Malaga è una città privilegiata, uno spazio urbano ricchissimo di esperienze che affonda le proprie origini nell’alba dei tempi, con le e grotte di Nerja, Rincón de la Victoria e i Dolmen di Menga a Antequera, Patrimonio dell’Umanità Unesco.

La sua storia è un susseguirsi di innesti culturali. Dalle grandi opere di fortificazione e gli imponenti conventi del XVII secolo all’impianto urbanistico del XIX secolo – visibile tutt’ora -, a oggi, la città è in costante evoluzione.
La seconda metà del XX secolo spalanca le porte di Malaga al turismo.
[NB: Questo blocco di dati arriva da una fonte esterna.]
PR #954, opened 2026-05-22
NHT Support

Arcanous98:
## Summary

This PR adds support for Neural Harmonic Textures (https://research.nvidia.com/labs/sil/projects/neural-harmonic-textures/)

### 1. Neural Harmonic Textures (NHT) support

NHT is an **opt-in** extension to the rasterization pipeline that stores per-Gaussian features at four tetrahedron vertices and decodes them into RGB (or arbitrary AOVs) through a deferred shader. NHT only activates when `nht_params=NHTParams(...)` is passed to `rasterization`; default gsplat behavior is unchanged.

Highlights:

- Forward / backward CUDA kernels for the NHT 3DGS path (`RasterizeToPixelsFromWorldNHT3DGS{Fwd,Bwd}.cu`, `Interpolation.cuh`, `HalfVectorLoads.cuh`, `CommonNHT.h`, `OpsNHT.h`, `RasterizationNHT.{cpp,h}`).
- Public Python API: `gsplat.nht.{NHTParams, DeferredShaderModule, DeferredShaderModuleAOV, HarmonicFeatures, export_splats_nht}`.
- Routing in `rasterization(..., nht_params=...)` through the existing 3DGUT (`with_ut + with_eval3d`) projection in `gsplat/rendering.py`.
- `[nht]` extras in `setup.py` for the deferred-shader `tinycudann` dependency.
- New `examples/simple_trainer_nht.py`, `examples/simple_viewer_nht.py`, `examples/benchmarks/basic_nht.sh` and `examples/benchmarks/nht/`, plus NHT options in `profiling/{batch,main}.py`.
- `tests/test_nht.py` and full usage docs in `docs/nht.md`.
- [NEW] Extended fisheye / orthographic / lidar camera support in the NHT path.
- [NEW] Support for depth and normals rendering, and backward pass to obtain gradients to all primitive parameters to supervise on depth or normal signals.
- [NEW] Simple API to fit arbitrary signals through the deferred shading module (AOVs)

### 2. Viewer + trainer: orthographic camera and normals render modes

Independent of NHT, `examples/{simple_viewer,gsplat_viewer,simple_trainer}.py` gain:

- `apply_ortho_scale_to_K(K, w, h, scale)` helper to enable arbitrary scaling when using ortographic projections in the viewer.
- A new `"normal"` render-mode dropdown that visualizes depth-derived normals (`return_normals=True` with `with_eval3d=True`).

[BUG FIX] Lidar global_z_order fix

In `rendering.py`, lidar projection now enforces `global_z_order=False` to make sure culling is correct when using lidar cameras.

## Test plan

- [x] `BUILD_NHT=1 BUILD_3DGS=1 BUILD_3DGUT=1 pip install -e . --no-build-isolation` builds clean (Linux + Windows, CUDA 12.x).
- [x] `pytest tests/test_nht.py` passes.
- [x] Existing test suite still passes (no regressions in default code paths).
- [x] `python examples/simple_trainer_nht.py mcmc --help` runs.
- [x] `python examples/simple_viewer.py` renders RGB / depth / normal modes and the new `Ortho Scale` slider behaves correctly.
- [x] Test of the mipnerf360 benchmarking scripts under ./examples/benchmarks/nht


gsplat/cuda/include/Ops.h
```diff
@@ -686,3 +686,5 @@ void mcmc_perturb_positions(
 );
 
 } // namespace gsplat
+
+#include "OpsNHT.h"
```
wilsonCernWq: Do you think it would be better if we explicitly include NHT ops in only NHT related files?

gsplat/cuda/ext.cpp
```diff
@@ -767,6 +773,11 @@ TORCH_LIBRARY(gsplat, m) {
     m.def("mcmc_perturb_positions(Tensor(a!) positions, Tensor quats, Tensor scales, Tensor opacities, Tensor noise, float scaler) -> ()");
 #endif
 
+#if GSPLAT_BUILD_NHT && GSPLAT_BUILD_3DGS
+    m.def("rasterize_to_pixels_from_world_nht_3dgs_fwd(Tensor means, Tensor quats, Tensor scales, Tensor colors, Tensor opacities, Tensor? backgrounds, Tensor? masks, int image_width, int image_height, int tile_size, Tensor viewmats0, Tensor? viewmats1, Tensor Ks, int camera_model, __torch__.torch.classes.gsplat.UnscentedTransformParameters ut_params, int rs_type, Tensor? radial_coeffs, Tensor? tangential_coeffs, Tensor? thin_prism_coeffs, __torch__.torch.classes.gsplat.FThetaCameraDistortionParameters ftheta_coeffs, __torch__.torch.classes.gsplat.RowOffsetStructuredSpinningLidarModelParametersExt? lidar_coeffs, __torch__.torch.classes.gsplat.BivariateWindshieldModelParameters? external_distortion_params, Tensor tile_offsets, Tensor flatten_ids, bool center_ray_mode, float ray_dir_scale, Tensor? depths_per_gauss, bool use_hit_distance, bool with_normals) -> (Tensor, Tensor, Tensor, Tensor, Tensor)");
```
wilsonCernWq, line 1274: I am not an expert on this part, but why some has `Tensor?`? The question mark I meant.

setup.py
```diff
@@ -91,6 +91,12 @@ def get_extensions():
         "lidar": [
             "scipy",
         ],
+        # NHT (Neural Harmonic Textures) deferred-shader dependencies.
+        # Install them with `pip install "gsplat[nht]"`. tiny-cuda-nn requires
+        # a working CUDA toolchain at install time; see docs/nht.md.
+        "nht": [
+            "tinycudann @ git+https://github.com/NVlabs/tiny-cuda-nn/#subdirectory=bindings/torch",
```
wilsonCernWq: I think the default CI will not test NHT dependencies. Maybe let's add this test in our own landing repo's CI?

examples/gsplat_viewer.py
```diff
@@ -37,7 +37,7 @@ class GsplatRenderTabState(RenderTabState):
     eps2d: float = 0.3
     backgrounds: Tuple[float, float, float] = (0.0, 0.0, 0.0)
     render_mode: Literal[
-        "rgb", "depth(accumulated)", "depth(expected)", "alpha"
+        "rgb", "depth(accumulated)", "depth(expected)", "normal", "alpha"
```
wilsonCernWq, line 40: maybe we could add some extra docs here and in other similar places, reminding that this new mode is NHT related? I feel this would make future maintainer easier.

Arcanous98: Actually I added also depth derived normals for regular 3dgs gsplat. But I agree this is a separate issue, so we can potentially spin it out of this PR.

gsplat/cuda/ext.cpp
Arcanous98: It indicates that it is optional, it can be None depending on the rendering mode.

gsplat/cuda/include/Ops.h
Arcanous98: Maybe, I'll see what I can do to encapsulate this out of the global ops header 🙂

Arcanous98:
I cleaned the nht ops to be only loaded when instaling NHT, and added CI tests. Let me know if I can keep the normals visualization in the gsplat viewer or if I should postpone it, and if I can do something more to help make the MR ready

.github/workflows/nht_tests.yml
```diff
@@ -0,0 +1,109 @@
+name: NHT Tests
```
wilsonCernWq: let's move this test to https://github.com/nv-tlabs/neural-harmonic-textures/blob/main/.github/workflows/ci.yaml, to avoid adding workload to gsplat's general CI?

examples/gsplat_viewer.py
wilsonCernWq: I see, let's just document them well then.

Arcanous98:
I fixed some errors popping from the current gsplat CI workflows and moved the NHT ones to our old repository as discussed @wilsonCernWq :)

gsplat/cuda/include/ExternalDistortion.cuh
```diff
@@ -36,7 +36,10 @@ struct BivariateWindshieldModelDeviceParams;
 // - N CUDA architectures/compute capability targets (e.g. 80, 86, 89, 90, 100, 120)
 // - Inlining into all contexts creates O(n³) register allocation complexity
 
-inline __host__ __device__ int32_t compute_order(int32_t num_coeffs) {
+// Host-only: uses std::sqrt (host stdlib). All call sites construct host-side
+// device parameter structs or live in host launcher functions, so __device__
+// annotation is unnecessary and triggers stricter nvcc 12.9+ diagnostics.
+inline __host__ int32_t compute_order(int32_t num_coeffs) {
```
frtrudel: In our internal repo the signature has changed already. Preferable to avoid touching to avoid conflicts.

gsplat/cuda/csrc/RasterizeToPixelsFromWorldNHT3DGSFwd.cu
```diff
@@ -0,0 +1,710 @@
...
+        const at::optional<c10::intrusive_ptr<RowOffsetStructuredSpinningLidarModelParametersExt>> &, \
+        const at::optional<c10::intrusive_ptr<extdist::BivariateWindshieldModelParameters>> &, \
+        const at::Tensor, const at::Tensor,                                    \
+        bool, const at::Tensor, float,                                         \
+        const at::optional<at::Tensor>, bool,                                  \
+        at::Tensor, at::Tensor,                                                \
+        const at::optional<at::Tensor>, const at::optional<at::Tensor>,        \
+        at::Tensor);                                                           \
+
+__INS__(4, at::Half) __INS__(8, at::Half) __INS__(12, at::Half)
```
frtrudel, line 741: We don't support below CDIM=4? e.g. 3

gsplat/cuda/include/ExternalDistortion.cuh
Arcanous98: I can remove it but maybe it would be better if you could upstream the current signature? Otherwise I had issues compiling on CUDA 12.9

gsplat/cuda/csrc/Config.h
```diff
@@ -56,6 +57,10 @@
 #   define GSPLAT_BUILD_RELOC GSPLAT_DEFAULT_ENABLE_BUILD
 #endif
 
+#ifndef GSPLAT_BUILD_NHT
+#   define GSPLAT_BUILD_NHT GSPLAT_DEFAULT_ENABLE_BUILD
+#endif
+
 #ifndef GSPLAT_NUM_CHANNELS
-#   define GSPLAT_NUM_CHANNELS 1,2,3,4,5,8,9,16,17,24,32,33,64,65,128,129,256,257,512,513
+#   define GSPLAT_NUM_CHANNELS 1,2,3,4,5,8,9,12,16,17,24,32,33,48,64,65,80,96,128,129,256,257,512,513
```
frtrudel: A general thought here (perhaps outside the scope of this PR), until we have proper JIT'ing in place, it would be valuable to scope the values of this list per build target. i.e. 3DGUT is paying in compile time for new additions for NHT. Similarly dims only seen in 3DGS (e.g. 3dgs-specific unit tests) are shared to other targets here and vice-versa. Intermediate solution could be to append to that list based on enabled build targets.

gsplat/rendering.py
```diff
@@ -711,6 +722,7 @@ def check_features(features: Tensor, sh_degree: Optional[int], name: str) -> boo
         # Use provided UT parameters or create default
         if ut_params is None:
             ut_params = UnscentedTransformParameters()
+        projection_global_z_order = False if camera_model == "lidar" else global_z_order
```
frtrudel: That seems like a constraint that we'd want to at least document. For us it might not be a big deal since lidar is only supported with 3dgut and in our client code(s) global_z_order is always false, but other stakeholders might be passing global_z_order to true and that would get completely silenced.

examples/simple_trainer_nht.py
```diff
@@ -0,0 +1,1988 @@
...
+        for path in pdf_paths:
+            print(f"  - {path.name}")
+
+    @torch.no_grad()
+    def run_compression(self, step: int):
+        """Entry for running compression."""
+        print("Running compression...")
+        world_rank = self.world_rank
+
+        compress_dir = f"{cfg.result_dir}/compression/rank{world_rank}"
```
frtrudel: Static analysis showed that bare `cfg` is undefined here. Should be `self.cfg.result_dir`.

gsplat/cuda/csrc/RasterizeToPixelsFromWorldNHT3DGSFwd.cu
```diff
@@ -0,0 +1,710 @@
...
+    uint32_t cur_idx = 0;
+    uint32_t tr = block.thread_rank();
+
+    constexpr uint32_t OUT_DIM = constexpr_max(1U, CDIM * ENCF / 4);
+    float pix_out[OUT_DIM] = {0.f};
+    // Aux accumulators for fused depth / normals (zero-initialised, only
+    // updated when the corresponding output is requested).
+    float depth_out = 0.f;
+    vec3  normal_out = {0.f, 0.f, 0.f};
+#define ACC_ADD(idx, val, vis) do { acc_add_float(pix_out[idx], val, vis); } while(0)
```
frtrudel: Nit: Couldn't we have something else than an inline macro here that needs an undef later? Lambdas, separate inline device function, or just directly use acc_add_float?

gsplat/cuda/csrc/RasterizeToPixelsFromWorldNHT3DGSFwd.cu
```diff
@@ -0,0 +1,710 @@
...
+        } else {
+            inside = false;
+        }
+    } else {
+        i = block.group_index().y * tile_size + block.thread_index().y;
+        j = block.group_index().z * tile_size + block.thread_index().x;
+        inside = (i < image_height && j < image_width);
+    }
+
+    constexpr uint32_t OUT_CDIM = CDIM / VERTEX_PER_PRIM;
```
frtrudel, line 178: What about CDIMs that are not divisible by 4?

gsplat/cuda/include/HalfVectorLoads.cuh
```diff
@@ -0,0 +1,175 @@
...
+
+// Optional: set to 1 to enforce LD128/LD64 via inline PTX (single 128/64-bit load)
+#ifndef GSPLAT_ENFORCE_LD128_LD64_PTX
+#define GSPLAT_ENFORCE_LD128_LD64_PTX 0
+#endif
+
+namespace gsplat {
+
+// Load 8 halfs at ptr into out[0..7] as float using a single 128-bit load (LD128).
+// ptr must be 16-byte aligned for correct behavior.
```
frtrudel, line 43: `// ptr must be 16-byte aligned for correct behavior.` is there anything we could do to enforce that? Unless I missed them I don't see guards or alignas directives in code calling those.

gsplat/rendering.py
Arcanous98: global_z_order is required for correct lidar rendering unless we change the camera model. Right now gsplat uses a spherical convention for the coordinates so negative z are downward facing rays, which without this flag would get gaussians culled below the "horizon". Maybe we can do an assert instead of a silent set, but I would not allow global_z_order True when rendering lidars as I don't think it works.

frtrudel: I agree and I remember Rodolfo mentioning this. Making it more obvious via new assert would be good, because the only one we have AFAIK that's related to global_z_order is
```
    assert global_z_order or with_ut, "global_z_order can be false only if with_ut=True"
```
which isn't exactly gating the `camera_model=="lidar" and global_z_order` footgun.

gsplat/cuda/include/ExternalDistortion.cuh
frtrudel: Actually it seems the related PRs already had been ccreated, but never got merged in main due to missing dependencies. See https://github.com/nerfstudio-project/gsplat/pull/942

examples/simple_trainer_nht.py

Già alla fine del XIX secolo c’erano diversi stabilimenti balneari, dei quali sopravvivono solo i Baños del Carmen – inaugurati nel 1918 – grazie a un concetto moderno adattato alle nuove esigenze e dei sempre più numerosi turisti stranieri.
Oggi sono un simbolo per la storia e per la privilegiata ubicazione, dalla quale si può ammirare una stupenda vista della baia.

La creazione del marchio Costa del Sol ha trasformato i paesini di pescatori in rinomati centri turistici, facilmente raggiungibili tramite l’aeroporto, le autostrade e le superstrade.
Il recupero e la pedonalizzazione del centro storico di Malaga, al quale è stato associato un piano di abbellimento, ha trasformato la città in un museo all’aria aperta di scultura contemporanea. Oggi possiamo ammirare opere rilevanti come Points of view del britannico Tony Cragg, Man Moving del tedesco Stephan Balkenhol, Panta Rei e Sombra Azul degli spagnoli di Blanca Muñoz e Chema Alvargonzález.

Quella di Malaga è stata vision che ha consentito di rivitalizzare la cultura cittadina rivalutando il grande patrimonio storico-artistico sia per i residenti sia come attrattiva turistica. Il progetto, iniziato nel 2003 con l’inaugurazione del Museo Picasso Malaga e del Centro d’Arte Contemporanea, fa oggi di Malaga “la città dei musei” con ben 40 siti, tra i quali le sedi distaccate del Centre Pompidou di Parigi, del museo Russo di San Pietroburgo e della collezione privata di Carmen Thyssen.

La costruzione del Palazzo dei Congressi e delle Esposizioni, un contesto architettonico futuristico che gioca con nuovi materiali, volumi e colori ha poi dato spazio all’avanguardia anche per opportunità di business e grandi eventi.